What the task requires –
Copy out each line of the material in which the word "text" appears.
--- START ---
PR #560, opened 2023-03-18
metrics: support delta/cumulative conversions in sum aggregator

tsloughter:
Cumulative aggregate is now also reset on each collection. A previous checkpoint field is tracked in order to add the current value to the previous in the case of needing the cumulative and subtracting in the case you have a cumulative but need a delta (example being an Observable which reports the cumulative value in each callback and needed it reported as a delta).


tsloughter:
Still not a fan of how we have to checkpoint and collect in separate steps but I can't think of another way that doesn't involve new ETS features (specifically a `select_replace` that returns the new, or even the old, value).

ferd (approved):
That strikes me as an entirely safe pattern, classic with ETS operations that don't support atomicity.

PR #561, opened 2023-03-21
metrics: fix observable callbacks to return a list of results

tsloughter:
the instrument could have a result for multiple sets of attributes, so a list of observations must be returned in every case.


tsloughter:
Think I'm happy enough with these that I plan to start documenting stuff next.

ferd (approved):

PR #556, opened 2023-03-10
looks like strict option wants to be on erlef/setup-beam not top level

marcdel:
~🤞🏻~ 🥳

PR #563, opened 2023-03-21
github action: correct usage of version-type strict

tsloughter:


tsloughter:
Closing, #556 covers this

PR #6, opened 2015-02-03
add package build via cmake

saces:
basic support for building deb/rpm/etc packages via cmake


MathJud:
Linux package build support

PR #21, opened 2015-05-23
Create LICENSES.md

deavmi:


MathJud:
Thanks for pointing out that the Licenses were missing. I copied the files from qaul.net. 
I prefer text only files, as they can be used directly for the installers.

deavmi:
@MathJud Okay, that's great. Thanks :smile:.

PR #30, opened 2015-05-24
Update README_Android.md

deavmi:


MathJud:
please change the following things:

* correct the project name typo 
* We always use the project name in lower case. even at the beginning of a sentence! To stress the fact that it is a web URL. It is used in an iconized / logo kind of way.

deavmi:
@MathJud Shall do this.

PR #36, opened 2015-05-24
Update README.md

deavmi:


MathJud:
I don't think this makes the page more informative. I personally like the old 'less text' version better ...

deavmi:
@MathJud okay. :smile:

PR #43, opened 2015-05-25
Update README_Android.md

XenGi:


MathJud:
Thanks for the suggestions! 
Your hint for readability of the document due to long devices list led to a split of the Android documentation, with a new file about device compatibility.

PR #95, opened 2016-02-06
small fixes to the cli client

jaromil:
gather the configured PREFIX from the build stage
use stderr for all logs so scripts can pipe and parse


MathJud:
Fixes to make qaul-cli client compatible with devuan distribution.

PR #102, opened 2016-03-05
cmake provides hint to the user to proceed

anuvazhayil:


MathJud:
Thanks for the pull request!
Unfortunately, the hint is only correct for the Linux operating system.
The commands are different on the following platforms:
* Windows
* Android

There should be a platform switch that shows the right commands when building on other platforms.

saces:
Is the text really blue? Why?
A '--no-color' option is necessary.

Since 'echo -e' is not POSIX it should be somehow avoided. At least on FreeBSD the outout looks quite ugly, the recorded output from autometed build machines will too...

MathJud:
Thank you very much for your great work!!!

PR #136, opened 2016-07-07
Do we still need directory 'archive/'?

deavmi:
Do we still need directory 'archive/'?


MathJud:
Yes, we need this directory!
During the cmake build process external sources such as pjsip or olsrd are downloaded and stored in this directory.

deavmi:
OH okay. Sorry. :)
--- END ---
Solution to this problem –
I prefer text only files, as they can be used directly for the installers.
I don't think this makes the page more informative. I personally like the old 'less text' version better ...
Is the text really blue? Why?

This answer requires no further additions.